The visibility is generally terrible, rarely more than two metres and often less than one. The waves and shallow water make staying underwater difficult unless massively overweighted (which brings its own problems when you need to breathe). Waves will unexpectedly sweep you up on to oyster and barnacle covered rocks – which tend to leave you looking like you’ve had a fight with a cheese grater, or worse still, may smash the plexiglass dome port of the camera housing. Passing waves occasionally pick up and then dump a truck-load of sand, reducing visibility to zero, to be followed by a washing machine of bubbles as the wave breaks.
In these conditions auto-anything becomes pretty useless. Exposure is all over the place and the water is full of all sorts of crap flying past you (or you flying past it). So manual exposure and manual focus is really the only way to obtain useable images. Underwater flash cannot be used either; with so much suspended sand in the water that would act like tens of thousands of small mirrors bouncing light back into the camera.

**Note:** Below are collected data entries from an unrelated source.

PR #1295, opened 2022-03-30
Accelerator cmake improvements

etiotto:
This PR addresses a comment/suggestion made during code review for https://github.com/onnx/onnx-mlir/pull/1281. The cmake based code generation solution for accelerator code is simplified.


sstamenova:
Have you considered taking this a step further and using it for the `init` as well? (Note: I haven't tested this, the macros probably need some tweaking). Something like:

In the generated file (`Accelerators.inc`):
```
#define ACCELERATORS(create_accelerator) \
  create_accelerator(accelerator1)       \
  create_accelerator(accelerator2)       \
etc....
```

In `Accelerators.hpp`:
```
#include "Accelerators.inc"

#define CREATE_ENUM(name) \
  name,

#define DEFINE_INIT_FUNCTION(name) \
  extern void create##name();

#define INVOKE_INIT_FUNCTION(name) \
  create##name();

#define CREATE_CL_ENUM(name) \
  clEnumValN(accel::Accelerator::Kind::##name, #name, #name "accelerator"),

enum class Kind {
    ACCELERATORS(CREATE_ENUM)
    NONE
  };
```

and in `InitAccelerators.cpp`

```
#include "Accelerators.h"

ACCELERATORS(DEFINE_INIT_FUNCTION)

bool initAccelerators() {
#ifdef HAS_ACCELERATORS
  ACCELERATORS(INVOKE_INIT_FUNCTION)
  return true;
#else
  return false;
#endif
}
```

and in `CompilerOptions.cpp`

```
// clang-format off
  ACCELERATORS(CREATE_CL_ENUM)
  clEnumValN(accel::Accelerator::Kind::NONE, "NONE", "No accelerator")),
// clang format on
```

etiotto:
@sstamenova thanks for the suggestion, I think is quite nice. Working on it.

etiotto:
@sstamenova take another look when you have a chance pls.

src/Accelerators/InitAccelerators.cpp
```diff
@@ -0,0 +1,32 @@
...
+//===----------------------------------------------------------------------===//
+
+#include "src/Accelerators/Accelerator.hpp"
+
+namespace onnx_mlir {
+namespace accel {
+
+//
+bool initAccelerators() {
+  //#ifdef HAS_ACCELERATORS
```
sstamenova, line 22: You need to comment these out, right?

src/Accelerators/InitAccelerators.cpp
```diff
@@ -0,0 +1,32 @@
...
+  APPLY_TO_ACCELERATORS(DECLARE_ACCEL_INIT_FUNCTION)
```
sstamenova, line 23: I think the declarations don't have to be inside the function

src/Accelerators/InitAccelerators.cpp
```diff
@@ -0,0 +1,32 @@
...
+//
+//===----------------------------------------------------------------------===//
+
+#include "src/Accelerators/Accelerator.hpp"
+
+namespace onnx_mlir {
+namespace accel {
+
+//
+bool initAccelerators() {
```
sstamenova, line 21: Is there a reason this is not capitalized? I know it was added in a previous change but it seems weird since everything else is capitalized

src/Accelerators/CMakeLists.txt
```diff
@@ -1,47 +1,57 @@
...
-  file(APPEND "${InitAccelerators}" "  return true;\n")
 else (ACCELERATORS_TO_BUILD)
-  file(APPEND "${InitAccelerators}" "  return false;\n")
+  file(WRITE "${Accelerators}" "#define APPLY_TO_ACCELERATORS(MACRO) \\\n")
 endif (ACCELERATORS_TO_BUILD)
-file(APPEND "${InitAccelerators}" "}\n"
-                                  "} // namespace accel\n"
-                                  "} // namespace onnx_mlir\n")
+
+# Generate the enumerators used to identify the kind of accelerators.
```
sstamenova, line 25: There's quite a bit that needs to be removed here

src/Accelerators/InitAccelerators.cpp
etiotto: ah yes forgot

src/Accelerators/InitAccelerators.cpp
etiotto: ok will move it

src/Accelerators/InitAccelerators.cpp
```diff
@@ -0,0 +1,34 @@
...
+// Initialization of accelerators.
+//
+//===----------------------------------------------------------------------===//
+
+#include "src/Accelerators/Accelerator.hpp"
+
+namespace onnx_mlir {
+namespace accel {
+
+#ifdef HAS_ACCELERATORS
```
sstamenova, line 20: You don't need the ifdef here because if it's not defined, the macro below will expand to nothing anyway. Because the init function needs to return a value depending on the existence of accelerators, it needs the ifdef. I haven't looked at the code, but maybe init can return void since if there are no accelerators, init would succeed by default? In that case you could drop the ifdef there as well.

sstamenova: Ok, I looked at the usage and sometimes the output from `initAccelerators` is used to determine if there are any and sometimes it's not. I would recommend changing `initAccelerators` to return void, removing the need for `HAS_ACCELERATORS` and then modifying the code that was using `initAccelerators` to check for accelerators, to just do it the same way as other places and use the output of `getAccelerators`.

etiotto: Done.

src/Accelerators/CMakeLists.txt
```diff
@@ -1,47 +1,57 @@
...
 
-# Generate the function used to initialize the accelerators.
-set(InitAccelerators "${CMAKE_CURRENT_BINARY_DIR}/InitAccelerators.cpp")
-file(WRITE "${InitAccelerators}" "namespace onnx_mlir {\n"
-                                 "namespace accel {\n"
-                                 "bool initAccelerators() {\n")
-if (ACCELERATORS_TO_BUILD)
+# Generate the Accelerators.inc file.
+set(Accelerators "${CMAKE_CURRENT_BINARY_DIR}/Accelerators.inc")
+if (ACCELERATORS_TO_BUILD)
```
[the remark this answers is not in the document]
etiotto: Done

src/Accelerators/CMakeLists.txt
```diff
@@ -1,55 +1,50 @@
...
-file(WRITE "${InitAccelerators}" "namespace onnx_mlir {\n"
-                                 "namespace accel {\n"
-                                 "bool initAccelerators() {\n")
-if (ACCELERATORS_TO_BUILD)
+if (ACCELERATORS_TO_BUILD) 
   foreach(t ${ACCELERATORS_TO_BUILD})
-    file(APPEND "${InitAccelerators}" "  extern void create${t}();\n")
-    file(APPEND "${InitAccelerators}" "  create${t}();\n")
+    list(APPEND accelerators_inc_generate_commands
+      COMMAND echo "  MACRO\\(${t}\\) \\ " >> ${accelerators_inc})
```
sstamenova, line 21: I am not sure if echo is going to work correctly cross-platform. Is there a reason not to duplicate what we've done for the versions?

sstamenova: Also, the echo commands won't be able to detect if there are changes to the file, I think.

etiotto: Sorry didn't realized I use cmake to perform the echo command:

```
list(APPEND accelerators_inc_generate_commands
  COMMAND ${CMAKE_COMMAND} -E echo "\\#define APPLY_TO_ACCELERATORS\\(MACRO\\) \\ " > ${accelerators_inc})
  ```
  
I'll change the PR to see if that works.

Comment (etiotto) [reply src/Accelerators/CMakeLists.txt]: The Win build fails, @sstamenova could you please try it (don't have access to a Win host at the moment) and let me know what is wrong with the cmake -E echo command(s) ?

**Review by AlexandreEichenberger — APPROVED** [review]
LGTM, I would request that you add a few comments in the modified cmakefile that indicates what is being done for each section, like "# generate MACRO_NAME(accelName)" or "#add list of subdirectories for each activated accelerator". It may also be timely to add a comment in that file on how to add an accelerator to the list of active accelerators... sorry if its already done, I just looked at the diff presented here.

File: src/Accelerators/CMakeLists.txt (hunk 7 above)
Comment (sstamenova) [reply src/Accelerators/CMakeLists.txt]: Both `echo` and `cmake -E echo` are not great cross-platform. The `file` interface is much more stable and it allows you to detect whether the file has been changed.  You can do something like:

```
add_custom_command(OUTPUT "${accelerators_inc}"
  ${CMAKE_COMMAND} -P "${CMAKE_CURRENT_SOURCE_DIR}/GenerateAcceleratorsInc.cmake"
  )
```

This will allow you to invoke the `GenerateAcceleratorsInc.cmake` as part of a separate command that will run as one unit and then inside invoke various `file` commands. This is a good idea if you think it is likely to need to build with different generators during the build and want the file generation to happen at build time rather than configuration time.

If you think it is sufficient to generate the file at configuration time (which is often the case), then you can have the same commands you'd have in the `GenerateAcceleratorsInc.cmake` directly in the `CMakeLists.txt` file. Something along the lines of:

But despite all that, the rewards can be well worth it. Often, just in the shallows is where the action is. Especially close to sunset. These are schooling sardines, swirling around in around a metre to a metre and a half depth, just of the shore, just as the sun was touching the horizon. Crocodile needlefish (Tylosurus crocodilus) cruise around the edges of the school like hunting dogs, looking to pick of a straggler that gets separated from the main body, whilst small schools of small-spotted darts (Trachinotus baillonii) zip in and out picking up planktonic crustaceans and fish fry.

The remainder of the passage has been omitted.